> _RECORDS SHOWN_
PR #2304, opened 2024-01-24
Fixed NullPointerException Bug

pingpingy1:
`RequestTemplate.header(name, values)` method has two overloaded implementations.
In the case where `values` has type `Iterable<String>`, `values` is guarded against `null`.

> _WORK ITEM_
Give the material again, complete and unaltered.

> _ANSWER AREA_
PR #2304, opened 2024-01-24
Fixed NullPointerException Bug

pingpingy1:
`RequestTemplate.header(name, values)` method has two overloaded implementations.
In the case where `values` has type `Iterable<String>`, `values` is guarded against `null`.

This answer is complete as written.